*** Opening RECORDS FOR THE TASK ***
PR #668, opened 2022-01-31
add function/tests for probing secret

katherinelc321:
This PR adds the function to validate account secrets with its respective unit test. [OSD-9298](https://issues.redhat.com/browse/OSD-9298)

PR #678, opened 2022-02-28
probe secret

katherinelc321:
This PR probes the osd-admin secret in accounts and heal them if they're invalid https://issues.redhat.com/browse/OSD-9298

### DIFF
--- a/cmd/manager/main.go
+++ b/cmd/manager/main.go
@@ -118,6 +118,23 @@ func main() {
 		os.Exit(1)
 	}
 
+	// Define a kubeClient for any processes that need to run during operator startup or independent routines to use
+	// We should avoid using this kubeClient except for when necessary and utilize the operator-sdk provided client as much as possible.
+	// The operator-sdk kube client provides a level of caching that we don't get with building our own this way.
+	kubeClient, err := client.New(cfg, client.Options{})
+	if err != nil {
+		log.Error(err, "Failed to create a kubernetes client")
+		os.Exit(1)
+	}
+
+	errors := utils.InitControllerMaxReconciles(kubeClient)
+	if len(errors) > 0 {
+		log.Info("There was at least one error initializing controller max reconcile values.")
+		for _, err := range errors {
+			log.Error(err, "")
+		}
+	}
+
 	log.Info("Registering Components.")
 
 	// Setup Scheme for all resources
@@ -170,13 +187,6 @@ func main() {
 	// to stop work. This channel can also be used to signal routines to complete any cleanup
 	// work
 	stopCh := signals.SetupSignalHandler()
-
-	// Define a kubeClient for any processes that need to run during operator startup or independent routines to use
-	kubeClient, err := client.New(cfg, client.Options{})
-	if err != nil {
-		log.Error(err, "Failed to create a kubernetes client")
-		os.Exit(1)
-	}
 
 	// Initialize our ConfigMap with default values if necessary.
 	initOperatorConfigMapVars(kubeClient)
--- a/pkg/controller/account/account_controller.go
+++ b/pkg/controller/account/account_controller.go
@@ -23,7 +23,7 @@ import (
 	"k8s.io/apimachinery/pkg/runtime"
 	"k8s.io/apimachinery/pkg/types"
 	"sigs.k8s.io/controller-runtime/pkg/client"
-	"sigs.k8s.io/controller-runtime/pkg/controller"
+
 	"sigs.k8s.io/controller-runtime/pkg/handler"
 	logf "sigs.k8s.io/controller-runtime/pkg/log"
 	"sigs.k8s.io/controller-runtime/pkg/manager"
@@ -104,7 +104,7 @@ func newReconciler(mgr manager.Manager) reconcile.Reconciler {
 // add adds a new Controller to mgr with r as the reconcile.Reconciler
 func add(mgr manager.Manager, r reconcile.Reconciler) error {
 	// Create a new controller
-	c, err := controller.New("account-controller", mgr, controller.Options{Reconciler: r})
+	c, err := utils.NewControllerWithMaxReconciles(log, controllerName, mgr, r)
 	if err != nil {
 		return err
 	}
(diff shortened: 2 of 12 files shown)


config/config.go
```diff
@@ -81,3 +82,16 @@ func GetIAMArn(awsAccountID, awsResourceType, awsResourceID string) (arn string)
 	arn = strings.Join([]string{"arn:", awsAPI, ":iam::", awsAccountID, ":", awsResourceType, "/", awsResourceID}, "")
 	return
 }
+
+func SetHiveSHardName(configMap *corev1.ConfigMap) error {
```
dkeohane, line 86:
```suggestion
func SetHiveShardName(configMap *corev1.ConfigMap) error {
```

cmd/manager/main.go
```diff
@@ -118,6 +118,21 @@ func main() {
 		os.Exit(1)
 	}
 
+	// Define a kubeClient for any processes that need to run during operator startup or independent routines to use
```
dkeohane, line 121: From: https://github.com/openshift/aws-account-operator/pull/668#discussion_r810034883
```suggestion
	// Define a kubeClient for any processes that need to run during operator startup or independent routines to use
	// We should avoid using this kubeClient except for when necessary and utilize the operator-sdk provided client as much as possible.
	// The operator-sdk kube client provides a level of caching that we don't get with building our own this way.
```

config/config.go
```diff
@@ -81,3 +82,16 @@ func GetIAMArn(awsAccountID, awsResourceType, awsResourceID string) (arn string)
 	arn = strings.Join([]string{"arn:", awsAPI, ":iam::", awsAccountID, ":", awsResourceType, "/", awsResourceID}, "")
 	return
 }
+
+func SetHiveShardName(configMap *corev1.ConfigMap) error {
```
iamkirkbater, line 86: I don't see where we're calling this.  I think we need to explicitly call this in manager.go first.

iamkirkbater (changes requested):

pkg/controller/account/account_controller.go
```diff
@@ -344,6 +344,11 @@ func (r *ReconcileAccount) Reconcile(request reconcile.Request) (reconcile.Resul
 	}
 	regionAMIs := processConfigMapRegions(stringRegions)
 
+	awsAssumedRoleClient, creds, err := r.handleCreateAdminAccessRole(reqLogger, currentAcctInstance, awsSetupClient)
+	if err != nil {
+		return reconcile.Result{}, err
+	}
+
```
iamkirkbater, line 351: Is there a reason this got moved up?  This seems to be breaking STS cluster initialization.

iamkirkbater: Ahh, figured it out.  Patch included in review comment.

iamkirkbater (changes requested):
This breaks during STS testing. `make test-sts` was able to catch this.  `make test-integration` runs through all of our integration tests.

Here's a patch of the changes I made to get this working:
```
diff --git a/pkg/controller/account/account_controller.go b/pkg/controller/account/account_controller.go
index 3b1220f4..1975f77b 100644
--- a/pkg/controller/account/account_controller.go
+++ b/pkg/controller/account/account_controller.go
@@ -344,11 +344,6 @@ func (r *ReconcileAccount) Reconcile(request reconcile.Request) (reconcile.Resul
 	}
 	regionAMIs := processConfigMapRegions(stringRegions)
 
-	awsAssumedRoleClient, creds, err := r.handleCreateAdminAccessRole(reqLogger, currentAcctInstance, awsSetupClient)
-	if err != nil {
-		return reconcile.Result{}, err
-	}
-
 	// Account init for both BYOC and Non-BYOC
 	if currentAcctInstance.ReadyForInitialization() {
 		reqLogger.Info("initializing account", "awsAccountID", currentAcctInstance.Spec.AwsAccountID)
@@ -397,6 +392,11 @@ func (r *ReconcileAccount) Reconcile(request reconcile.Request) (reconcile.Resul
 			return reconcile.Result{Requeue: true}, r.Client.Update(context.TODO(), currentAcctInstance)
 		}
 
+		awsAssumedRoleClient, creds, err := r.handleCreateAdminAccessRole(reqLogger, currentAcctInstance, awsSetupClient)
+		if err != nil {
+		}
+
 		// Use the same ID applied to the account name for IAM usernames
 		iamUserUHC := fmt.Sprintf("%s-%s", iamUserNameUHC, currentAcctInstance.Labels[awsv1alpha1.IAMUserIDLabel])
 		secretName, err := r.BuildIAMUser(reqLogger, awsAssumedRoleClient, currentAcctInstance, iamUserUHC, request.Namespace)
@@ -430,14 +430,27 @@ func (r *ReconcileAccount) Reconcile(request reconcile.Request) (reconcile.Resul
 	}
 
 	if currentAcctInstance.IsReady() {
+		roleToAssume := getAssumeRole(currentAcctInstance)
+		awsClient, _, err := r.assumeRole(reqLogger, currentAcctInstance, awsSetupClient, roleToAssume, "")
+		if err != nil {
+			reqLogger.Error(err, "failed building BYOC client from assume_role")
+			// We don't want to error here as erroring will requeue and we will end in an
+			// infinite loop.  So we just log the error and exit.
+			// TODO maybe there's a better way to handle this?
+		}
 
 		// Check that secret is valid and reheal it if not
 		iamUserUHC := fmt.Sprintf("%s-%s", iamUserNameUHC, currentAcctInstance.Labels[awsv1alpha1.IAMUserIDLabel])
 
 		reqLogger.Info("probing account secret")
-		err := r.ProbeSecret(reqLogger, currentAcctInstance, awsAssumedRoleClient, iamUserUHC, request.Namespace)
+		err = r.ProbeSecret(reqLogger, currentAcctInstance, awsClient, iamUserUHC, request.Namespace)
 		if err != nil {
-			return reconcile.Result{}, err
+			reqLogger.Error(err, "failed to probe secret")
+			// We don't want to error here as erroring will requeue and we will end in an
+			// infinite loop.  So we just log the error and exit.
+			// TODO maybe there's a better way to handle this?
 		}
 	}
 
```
*** Closing RECORDS FOR THE TASK ***
__EXERCISE DETAILS__:
In the answer, give the lines from the first line of the data through the line with "-170,13 +187,6 @@", exactly as they appear and with no additions.

__TASK RESULT__:
PR #668, opened 2022-01-31
add function/tests for probing secret

katherinelc321:
This PR adds the function to validate account secrets with its respective unit test. [OSD-9298](https://issues.redhat.com/browse/OSD-9298)

PR #678, opened 2022-02-28
probe secret

katherinelc321:
This PR probes the osd-admin secret in accounts and heal them if they're invalid https://issues.redhat.com/browse/OSD-9298

### DIFF
--- a/cmd/manager/main.go
+++ b/cmd/manager/main.go
@@ -118,6 +118,23 @@ func main() {
 		os.Exit(1)
 	}
 
+	// Define a kubeClient for any processes that need to run during operator startup or independent routines to use
+	// We should avoid using this kubeClient except for when necessary and utilize the operator-sdk provided client as much as possible.
+	// The operator-sdk kube client provides a level of caching that we don't get with building our own this way.
+	kubeClient, err := client.New(cfg, client.Options{})
+	if err != nil {
+		log.Error(err, "Failed to create a kubernetes client")
+		os.Exit(1)
+	}
+
+	errors := utils.InitControllerMaxReconciles(kubeClient)
+	if len(errors) > 0 {
+		log.Info("There was at least one error initializing controller max reconcile values.")
+		for _, err := range errors {
+			log.Error(err, "")
+		}
+	}
+
 	log.Info("Registering Components.")
 
 	// Setup Scheme for all resources
@@ -170,13 +187,6 @@ func main() {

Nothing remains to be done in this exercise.